[Saved data entries]
►

PR #233, opened 2019-10-31
Add a test for a known crash on map update

erszcz:
We've just found a bug:

```
$ gradualizer update_map_type_error.erl
escript: exception error: no function clause matching
                 typechecker:update_map_type({var,25,'Acc'},
                                             [{type,
                                               {8,31},
                                               map_field_exact,
                                               [{atom,{8,31},id},
                                                {var,0,
                                                 "_TyVar-576460752303423485"}]},
                                              {type,
                                               {9,31},
                                               map_field_exact,
                                               [{atom,{9,31},name},
                                                {var,0,
                                                 "_TyVar-576460752303423453"}]},
                                              {type,
                                               {10,31},
                                               map_field_exact,
                                               [{atom,{10,31},members},
                                                {type,0,nonempty_list,
                                                 [{type,406,list,
                                                   [{type,406,byte,[]}]}]}]}]) (src/typechecker.erl, line 2866)
  in function  typechecker:do_type_check_expr_in/3 (src/typechecker.erl, line 2202)
  in call from typechecker:type_check_expr_in/3 (src/typechecker.erl, line 2076)
  in call from typechecker:check_clause/4 (src/typechecker.erl, line 3242)
  in call from typechecker:'-check_clauses/4-fun-0-'/4 (src/typechecker.erl, line 3204)
  in call from lists:foldl/3 (lists.erl, line 1263)
  in call from typechecker:check_clauses/4 (src/typechecker.erl, line 3202)
  in call from typechecker:do_type_check_expr_in/3 (src/typechecker.erl, line 2326)
```

### DIFF
--- a/test/known_problems/should_pass/update_map_type_error.erl
+++ b/test/known_problems/should_pass/update_map_type_error.erl
@@ -1,0 +1,15 @@
+-module(update_map_type_error).
+
+-compile(export_all).
+
+-spec t(list()) -> map().
+t(Rows) ->
+    lists:foldl(fun({Id, Name, Member}, #{members := []} = List) ->
+                        List#{id := Id,
+                              name := Name,
+                              members := [binary_to_list(Member)]};
+                   ({_, _, Member}, #{members := Members} = List) ->
+                        List#{members := [binary_to_list(Member) | Members]}
+                end, #{id => undefined,
+                       name => undefined,
+                       members => []}, Rows).


Zalastax:
For reference:
```Erlang
t([{1, "marco", <<"POLO">>}, {2, "foo", <<"BAR">>}]).
%Output:
#{id => 1,members => ["BAR","POLO"],name => "marco"}
```

erszcz:
I've minimised the problem case, traced the exception, and extended `update_map_type` to accept the current env - it's all in my fork in the same branch.

It seems that `{var,25,'Acc'}` is [the `Acc` from `lists:foldl/3` from `priv/prelude/lists.specs.erl`](https://github.com/josefs/Gradualizer/blob/efe8487e289e9426c1d3107464b1035ec23c4898/priv/prelude/lists.specs.erl#L25). Taking the example into account:

```erlang
-spec t(list()) -> map().
t(Rows) ->
    lists:foldl(fun(Id, List) ->
                        List#{id := Id}
                end, #{id => undefined}, Rows).
```

It also seems that `{var,25,'Acc'}` should not reach `update_map_type`, but instead its actual type determined as the type of `#{id => undefined}`, which is the initial value of `Acc`. At least that would seem logical to me. I'm not sure - should it be handled higher in the call chain?

Here's the trace for reference:

```
{trace,<0.308.0>,call,
    {typechecker,update_map_type,
        [{env,
             #{{t,1} =>
                   [{type,
                        {5,8},
                        bounded_fun,
                        [{type,
                             {5,8},
                             'fun',
                             [{type,{5,8},product,[{type,{5,9},list,[]}]},
                              {type,{5,20},map,any}]},
                         []]}]},
             #{},
             #{'Id' => {var,25,'T'},
               'List' => {var,25,'Acc'},
               'Rows' => {type,{5,9},list,[{type,{5,9},any,[]}]}},
             {tenv,update_map_type_error,#{},#{}},
             false,false,true},
         {var,25,'Acc'},
         [{type,{8,31},map_field_exact,[{atom,{8,31},id},{var,25,'T'}]}]]}}

{{2019,11,1},{11,21,7}}
{trace,<0.308.0>,exception_from,
       {typechecker,update_map_type,3},
       {error,function_clause}}
```

The pretty printed env is:

```erlang
#env{
    fenv =
        #{{t,1} =>
              [{type,
                   {5,8},
                   bounded_fun,
                   [{type,
                        {5,8},
                        'fun',
                        [{type,
                             {5,8},
                             product,
                             [{type,{5,9},list,[]}]},
                         {type,{5,20},map,any}]},
                    []]}]},
    imported = #{},
    venv =
        #{'Id' => {var,25,'T'},
          'List' => {var,25,'Acc'},
          'Rows' => {type,{5,9},list,[{type,{5,9},any,[]}]}},
    tenv =
        #tenv{
            module = update_map_type_error,types = #{},
            records = #{}},
    infer = false,verbose = false,exhaust = true}
```

zuiderkwast:
Nice minimising the case! It can be merged right away.

For the implementation, I looked at your branch and I can't see what `Env` is used for in `update_map_type/3`. Probably, a case for the type `{var, _, Var}` should be added. The type variable should matches any type but a constraint can be added.

erszcz:
> For the implementation, I looked at your branch and I can't see what `Env` is used for in `update_map_type/3`. I guess it's not ready yet?

Not ready at all. The env is not used, I was just tinkering to see if any information about `Acc` can be found within and tracing with `Env` present is more convenient.

> a function clause for the type {var, _, Var} should be added. The type variable should match any type but a constraint can be added.

Thanks! I'll give writing it a go.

◄

* **Exercise details**: An answer is complete only when it holds every line above containing the string "true".

* **Final answer**:
             false,false,true},
    infer = false,verbose = false,exhaust = true}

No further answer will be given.